Contagious
Jonah Berger · 2013 · 9 ideas · 9 min
Word of mouth isn't random luck or advertising budget — it follows six identifiable psychological triggers that make ideas, products, and behaviors feel worth sharing.
Why this book
Berger's argument is that virality is not a mysterious accident of the internet but a predictable outcome of specific psychological levers built into how humans decide what to talk about and pass along. He distills years of research into six drivers — summarized by the acronym STEPPS — showing that content spreads when it confers social currency on the sharer, gets triggered by everyday cues, provokes high-arousal emotion, is visible to others, carries practical value, and comes wrapped in a story. None of these require a huge budget; they require understanding why people already talk about the things they talk about.

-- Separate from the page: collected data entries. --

PR #1270, opened 2016-02-10
(FACT-1317) Fix string values that look like booleans

MikaelSmith:
YAML will read boolean strings as boolean types. When the schema states
the Fact type is a string, we should ensure it's read as a string by
YAML parsers. Quote any boolean literal representation in a
string_value.

Also fix a prior mistake in the verify_facts acceptance test, which no
longer needs to check for boolean classes for a string.


johnduarte:
:+1:  will merge after travis run

PR #1271, opened 2016-02-18
(FACT-1348) Remove usage of the Win32-Security gem

glennsarti:
The Win32-Security gem uses API calls which taget the ANSI implementation
instead of Wide String.  Puppet will remove its requirement for the gem
as part of PUP-5735 however Facter still had a dependency on the gem.
This commit
- Ports the required code from Puppet into Facter for the windows root
  fact.  This required the following classes and files to be ported into
  Facter;
  - Puppet::Util::Windows
  - Puppet::Util::Windows::User
  - Puppet::Util::Windows::Process
  - Puppet::Util::Windows::Error
  - Puppet::Util::Windows::ApiTypes
  - Various FFI extensions
- Ported the applicable integration tests from Puppet to Facter.  No
  additional unit or acceptance tests were applicable for porting

### DIFF
--- a/Gemfile
+++ b/Gemfile
@@ -43,6 +43,7 @@ mingw << :x64_mingw if Bundler::Dsl::VALID_PLATFORMS.include?(:x64_mingw)
 platform(*mingw) do
   gem 'ffi', '~> 1.9.5', :require => false
   gem 'win32-dir', '~> 0.4.8', :require => false
+  # Use of the win32-security gem is deprecated
   gem 'win32-security', '~> 0.2.5', :require => false
 end
 
--- a/lib/facter/util/windows/api_types.rb
+++ b/lib/facter/util/windows/api_types.rb
@@ -1,0 +1,106 @@
+require 'ffi'
+
+module Facter::Util::Windows::ApiTypes
+  module ::FFI
+    WIN32_FALSE = 0
+
+    # standard Win32 error codes
+    ERROR_SUCCESS = 0
+  end
+
+  module ::FFI::Library
+    # Wrapper method for attach_function + private
+    def attach_function_private(*args)
+      attach_function(*args)
+      private args[0]
+    end
+  end
+
+  class ::FFI::Pointer
+    NULL_HANDLE = 0
+
+    def read_win32_bool
+      # BOOL is always a 32-bit integer in Win32
+      # some Win32 APIs return 1 for true, while others are non-0
+      read_int32 != FFI::WIN32_FALSE
+    end
+    #
+    alias_method :read_dword, :read_uint32
+
+    def read_handle
+      type_size == 4 ? read_uint32 : read_uint64
+    end
+
+    def read_wide_string(char_length, dst_encoding = Encoding::UTF_8)
+      # char_length is number of wide chars (typically excluding NULLs), *not* bytes
+      str = get_bytes(0, char_length * 2).force_encoding('UTF-16LE')
+      str.encode(dst_encoding)
+    end
+
+    def read_win32_local_pointer(&block)
+      ptr = nil
+      begin
+        ptr = read_pointer
+        yield ptr
+      ensure
+        if ptr && ! ptr.null?
+          if FFI::WIN32::LocalFree(ptr.address) != FFI::Pointer::NULL_HANDLE
+            Puppet.debug "LocalFree memory leak"
+          end
+        end
+      end
+
+      # ptr has already had LocalFree called, so nothing to return
+      nil
+    end
+  end
+  # FFI Types
+  # https://github.com/ffi/ffi/wiki/Types
+
+  # Windows - Common Data Types
+  # https://msdn.microsoft.com/en-us/library/cc230309.aspx
+
+  # Windows Data Types
+  # https://msdn.microsoft.com/en-us/library/windows/desktop/aa383751(v=vs.85).aspx
+
+  FFI.typedef :uint32, :dword
+  FFI.typedef :uintptr_t, :handle
+
+  # pointer in FFI is platform specific
+  # NOTE: for API calls with reserved lpvoid parameters, pass a FFI::Pointer::NULL
+  FFI.typedef :pointer, :lpcvoid
+  FFI.typedef :pointer, :lpvoid
+  FFI.typedef :pointer, :lpdword
+  FFI.typedef :pointer, :pdword
+  FFI.typedef :pointer, :phandle
+  FFI.typedef :pointer, :pbool
+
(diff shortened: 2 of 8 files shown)


lib/facter/util/windows/api_types.rb
```diff
@@ -0,0 +1,256 @@
...
+    NULL_TERMINATOR_WCHAR = 0
+
+    def read_win32_bool
+      # BOOL is always a 32-bit integer in Win32
+      # some Win32 APIs return 1 for true, while others are non-0
+      read_int32 != FFI::WIN32_FALSE
+    end
+
+    alias_method :read_dword, :read_uint32
+    alias_method :read_win32_ulong, :read_uint32
```
Iristyle: These two aliases are unused

lib/facter/util/windows/api_types.rb
```diff
@@ -0,0 +1,256 @@
...
+            Puppet.debug "LocalFree memory leak"
+          end
+        end
+      end
+
+      # ptr has already had LocalFree called, so nothing to return
+      nil
+    end
+
+    def read_com_memory_pointer(&block)
```
Iristyle: `read_com_memory_pointer` is unused

lib/facter/util/windows/api_types.rb
```diff
@@ -0,0 +1,256 @@
...
+      ensure
+        FFI::WIN32::CoTaskMemFree(ptr) if ptr && ! ptr.null?
+      end
+
+      # ptr has already had CoTaskMemFree called, so nothing to return
+      nil
+    end
+
+
+    alias_method :write_dword, :write_uint32
```
Iristyle: `write_word` and `write_dword` are unused

lib/facter/util/windows/api_types.rb
```diff
@@ -0,0 +1,256 @@
...
+  # FFI Types
+  # https://github.com/ffi/ffi/wiki/Types
+
+  # Windows - Common Data Types
+  # https://msdn.microsoft.com/en-us/library/cc230309.aspx
+
+  # Windows Data Types
+  # https://msdn.microsoft.com/en-us/library/windows/desktop/aa383751(v=vs.85).aspx
+
+  FFI.typedef :uint16, :word
```
Iristyle: Unused typedefs:

* `:hwnd`
* `:lpwstr`
* `:lpcwstr`
* `:lpcolestr`
* `:lpcstr`
* `:lpword`
* `:lpbyte`
* `:ulong_ptr`
* `:lpunknown`
* `:win32_ulong`
* `:hresult`

lib/facter/util/windows/api_types.rb
```diff
@@ -0,0 +1,256 @@
...
+    extend ::FFI::Library
+
+    # https://msdn.microsoft.com/en-us/library/windows/desktop/aa373931(v=vs.85).aspx
+    # typedef struct _GUID {
+    #   DWORD Data1;
+    #   WORD  Data2;
+    #   WORD  Data3;
+    #   BYTE  Data4[8];
+    # } GUID;
+    class GUID < FFI::Struct
```
Iristyle: `GUID` not used anywhere (is really here to help define COM methods, which weren't not using at all)

lib/facter/util/windows/api_types.rb
```diff
@@ -0,0 +1,256 @@
...
+    end
+
+    # https://msdn.microsoft.com/en-us/library/windows/desktop/ms724284(v=vs.85).aspx
+    # Contains a 64-bit value representing the number of 100-nanosecond
+    # intervals since January 1, 1601 (UTC).
+    # typedef struct _FILETIME {
+    #   DWORD dwLowDateTime;
+    #   DWORD dwHighDateTime;
+    # } FILETIME, *PFILETIME;
+    class FILETIME < FFI::Struct
```
Iristyle: `SYSTEMTIME` and `FILETIME` can be axed.

Iristyle:
I think we can trim a bunch of code out of `api_types`, and then take another look at the PR.  One bit that might not be obvious as well, is that `FFI.typedef` is a global call which adds these aliases for anyone calling FFI in the current Ruby process - so it's best to use as sparingly as possible.

lib/facter/util/windows/api_types.rb
```diff
@@ -0,0 +1,113 @@
...
+    # );
+    ffi_lib :kernel32
+    attach_function_private :CloseHandle, [:handle], :win32_bool
+
+    # https://msdn.microsoft.com/en-us/library/windows/desktop/ms680722(v=vs.85).aspx
+    # void CoTaskMemFree(
+    #   _In_opt_  LPVOID pv
+    # );
+    ffi_lib :ole32
+    attach_function :CoTaskMemFree, [:lpvoid], :void
```
Iristyle: `CoTaskMemFree` is another COM memory function that we can remove...

Gemfile
```diff
@@ -43,7 +43,6 @@ mingw << :x64_mingw if Bundler::Dsl::VALID_PLATFORMS.include?(:x64_mingw)
 platform(*mingw) do
   gem 'ffi', '~> 1.9.5', :require => false
   gem 'win32-dir', '~> 0.4.8', :require => false
-  gem 'win32-security', '~> 0.2.5', :require => false
```
Iristyle: Removing this would affect a dev workflow using gems (and not the MSI) where a user has written custom facts, that depend on code in `win32-security`.

I feel like that scenario is pretty limited in scope, so this is probably OK.

Thoughts @ferventcoder / @joshcooper ?

joshcooper: I'm thinking we should leave the dependency so that we don't break PE 3.8

joshcooper:
Can you create a FACT ticket and update this PR to refer to that?

Gemfile
glennsarti: Ok, I'll add the dependency back in and a comment saying that use of the gem is deprecated, as I did in the Puppet repo.

glennsarti:
I'll create a mirrored FACT ticket and update this PR

joshcooper:
nit, can you remove "Removes the requirement of the gem from Gemfile" from the commit message? Otherwise :+1: from me.

Also I'm wondering if we should move this code to a puppetlabs specific gem and have facter#2.x and puppet depend on it? I think we could do that in the future by assigning the `Facter::Util::Windows` constant to be the new constant, whatever that happens to be. Doesn't need to be addressed in this PR, but would be great for future consideration.

glennsarti:
@joshcooper "Removes requirement..." message removed from the commit and PR text

PR #1272, opened 2016-02-23
(FACT-1024) Fix AWS EC2 Gzip userdata

Pryz:
This patch is for the 2.x branch of facter. It fixes when the AWS EC2 User Data are Gzip and can't be read directly.

Error message :
`Fact resolution fact='ec2_userdata', resolution='rest' resolved to an invalid value: String`

Jira ticket : https://tickets.puppetlabs.com/browse/FACT-1024

### DIFF
--- a/lib/facter/ec2.rb
+++ b/lib/facter/ec2.rb
@@ -46,7 +46,14 @@ Facter.define_fact(:ec2_userdata) do
     end
 
     setcode do
-      @querier.fetch
+      userdata = @querier.fetch
+      begin
+        Facter::Util::Normalization.normalize_string(userdata)
+      rescue Facter::Util::Normalization::NormalizationError => e
+        Facter.debug("Failed to read ec2 userdata: #{e.message}")
+        userdata = nil
+      end
+      userdata
     end
   end
 end


MikaelSmith:
CI is complaining that the call to `open` has changed. However I believe we've handled this problem before, and slightly differently. In https://github.com/puppetlabs/puppet/blob/master/lib/puppet/forge/repository.rb#L67 we end up setting `Accept-Encoding` to `gzip;q=1.0,deflate;q=0.6,identity;q=0.3`.

Pryz:
Hi @MikaelSmith, thanks for taking care of my PR.

Issue is even if you change the request header you will have to "decrypt" the gzip.

I see that you are doing the same here : https://github.com/puppetlabs/puppet/blob/master/lib/puppet/forge/repository.rb#L102

If you validate the approach I will take care of fixing the specs :)

MikaelSmith:
Good point, I overlooked that.

The OpenURI API provides access to `content-encoding`, I'd rather query that to decide whether to use gzip, rather than trying and failing.

Also, I can't imagine how zlib would be unavailable, but we have the feature check in Puppet. @joshcooper or @Sharpie, any recollection of why that exists?

Sharpie:
Wild guess: Running Puppet under a Ruby interpreter which has been built `--with-out-ext=zlib`? Obscure platforms?

MikaelSmith:
Probably need a fallback behavior if `require 'zlib'` fails.

Pryz:
Thanks for the review. I will add a fallback and fix the specs :)

Pryz:
Fallback added for zlib and spec fixed.
I'm not really sure about the tests since I didn't write much specs yet. Let me know :)

MikaelSmith:
What Ruby version are you using to reproduce this problem? It seems like it doesn't occur in all cases.

Pryz:
I have this problem on all my Ubuntu Trusty instances :

```
# ruby --version
ruby 1.9.3p484 (2013-11-22 revision 43786) [x86_64-linux]
# facter --version
2.4.4
```

lib/facter/ec2/rest.rb
```diff
@@ -125,7 +125,14 @@ def initialize(uri = DEFAULT_URI)
       end
 
       def fetch
-        open(@baseurl).read
+        open(@baseurl, 'Accept-Encoding' => '') do |udata|
```
MikaelSmith: Not clear why this is needed, it doesn't seem to change the response.

MikaelSmith:
Unfortunately, the ec2_userdata can be any binary data. Trying gzip is a bit of a hack.

An alternative approach would be to fix it to emit the binary data, so you can process it as gzip externally.

Pryz:
You're right. Setting ec2_userdata to nil and dealing with it in a custom fact seems to be the right approach.

In my mind people were only using gzip for the userdata since it's automatically handled by cloud-init.

lib/facter/ec2.rb
```diff
@@ -46,8 +46,15 @@
     end
 
     setcode do
-      @querier.fetch
+      userdata = @querier.fetch
+      begin
+        userdata.encode(Encoding::UTF_8)
+      rescue EncodingError
```
MikaelSmith: Apparently encoding handling is a problem in Ruby 1.8.7; I think it'd be ok to only do this check for Ruby 1.9+ /cc @joshcooper

joshcooper: Yeah... you'd have to use iconv for 1.8.7, or just skip that?

Also watch out for ruby 2.1, as that was the version that added http auto-decompression, which is the issue PMT ran into.

Pryz: yes, I just saw how it's currently working here : https://github.com/puppetlabs/facter/blob/2.x/lib/facter/util/normalization.rb#L47

Do you want me to do the same here ?

MikaelSmith: It looks like you could call normalize_string directly and catch the NormalizationError.

Pryz:
I've pushed a new version using Facter::Util::Normalization. Let me know what you think

MikaelSmith:
A debug message when it fails would be nice - mentioning that ec2_userdata was not text, so ignoring it - but I'm ok merging this as-is.

Pryz:
Sorry for the delay. I've added a simple message. Feel free to change it ;)

MikaelSmith:
`log_exception` will still generate a warning, which seemed to be what you wanted to avoid. `Facter.debug` could be used instead to log the failure but not show it normally.

Pryz:
Well the main target was to avoid having the full blob of gzipped data displaying when we are running 'facter -p' :D

But I agree using .debug is more elegant. I've pushed the change ;)

MikaelSmith:
Normally we request signing a CLA via http://cla.puppetlabs.com/. This change is trivial enough I don't think it's necessary.

Pryz:
Thanks !

PR #1277, opened 2016-03-03
(FACT-1341) Ensure facter handles unicode in search

HAIL9000:
Prior to this commit, there was no test to make sure that facter
will not throw and unhandled exception when a path contains
unicode characters in Windows. The fix for this bug was actually
merged into leatherman, but we want to ensure that the issue does
not occur in facter by adding a test.


HAIL9000:
Closing this to reopen against stable

PR #1279, opened 2016-03-04
(FACT-1282) Populate interface bindings from routing table

branan:
Previously, we only populated interface bindings directly from the IPs
that were set on that interface. It's possible, though, that an
interface doesn't have a direct IP binding, but instead only has a
'source' parameter on a route that sends outgoing traffic through that
interface. This happens when incoming and outgoing traffic is split
between two interfaces.

This patch queries the source parameter of routes, and treats them as
additional bindings on the interfaces referenced in the routing table.


branan:
Just a linter error on travis. I'll fix up when I push up my next set of tweaks

lib/inc/internal/facts/linux/networking_resolver.hpp
```diff
@@ -47,6 +54,22 @@ namespace facter { namespace facts { namespace linux {
          * @return Returns the primary interface or empty string if one could not be determined.
          */
         virtual std::string get_primary_interface() const override;
+
+     private:
+        void read_routing_table();
+        void populate_from_routing_table(data&) const;
+
+         struct route {
```
MikaelSmith: Indentation off here.

lib/src/facts/linux/networking_resolver.cc
```diff
@@ -12,9 +14,18 @@ using namespace std;
 using namespace facter::util::posix;
 
 namespace lth_file = leatherman::file_util;
+namespace lth_exe  = leatherman::execution;
 
 namespace facter { namespace facts { namespace linux {
 
+    networking_resolver::data networking_resolver::collect_data(collection& facts)
+    {
+        read_routing_table();
```
MikaelSmith: Using side-effects?

branan: Yeah. In the `get_primary_interface` method below I check to see if we read the routing table using `ip` here so that we don't re-read it from proc and duplicate work/logic. I could have this method return the vector and just set a bool on the class instance, but just storing the vector of routes as a class members seemed easier seemed easier.

lib/inc/internal/facts/linux/networking_resolver.hpp
branan: autoindent--

lib/src/facts/linux/networking_resolver.cc
```diff
@@ -71,4 +89,85 @@ namespace facter { namespace facts { namespace linux {
...
+        if (ip_command.empty()) {
+            LOG_DEBUG("Could not find the 'ip' command. Network bindings will not be populated from routing table");
+            return;
+        }
+
+        auto parse_route_line = [](string& line, std::vector<route>& routes) {
+            vector<boost::iterator_range<string::iterator>> parts;
+            boost::split(parts, line, boost::is_space(), boost::token_compress_on);
+            if (parts.size() % 2 != 1) {
+                LOG_WARNING("Could not process routing table entry: Expected a destination followed by key/value pairs, got '{}'", line);
```
MikaelSmith: `{}` works for substitution?

lib/src/facts/linux/networking_resolver.cc
```diff
@@ -71,4 +89,85 @@ namespace facter { namespace facts { namespace linux {
...
+                return true;
+            }
+
+            route r;
+            r.destination.assign(parts[0].begin(), parts[0].end());
```
MikaelSmith: How about a move operation?

branan: parts isn't a vector of strings, it's a vector of iterator_ranges which point directly into the original string. If I wanted to move here I'd have to use the version of `split` that creates copies of every field, which would include the values for the key/value pairs I'm not using. It would maybe simplify the code, but since I know there's at least a couple standard route fields I'm ignoring (via, proto, and meetric), this seemed "more right".

lib/src/facts/linux/networking_resolver.cc
```diff
@@ -71,4 +89,85 @@ namespace facter { namespace facts { namespace linux {
...
+            // Iterate over key/value pairs and add the ones we care
+            // about to our routes entries
+            for (size_t i = 1; i < parts.size(); i += 2) {
+                std::string key(parts[i].begin(), parts[i].end());
```
MikaelSmith: Could also do `move` here.

lib/src/facts/linux/networking_resolver.cc
branan: I have no idea where I copypasta'd this from, but it's obviously wrong.

branan: This is mostly a guard against a future version of the `ip` command changing its output format, so obviously never actually came up in my testing

lib/src/facts/linux/networking_resolver.cc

The book matters because it reframes marketing and behavior change away from persuasion aimed at an audience and toward engineering the conditions under which an audience persuades itself, and each other — a shift with implications far beyond advertising, into public health messaging, internal company communication, and everyday behavior design.
Who should read it
Marketers, product builders, and communicators who want a research-grounded alternative to guesswork about what 'goes viral' will find this immediately practical, as will anyone trying to spread a habit, cause, or idea within an organization. Readers hoping for internet culture anecdotes without underlying mechanism will find the academic backbone more rigorous than flashy.
About the author
Jonah Berger is a marketing professor at the University of Pennsylvania's Wharton School whose research focuses on social influence, word of mouth, and consumer behavior.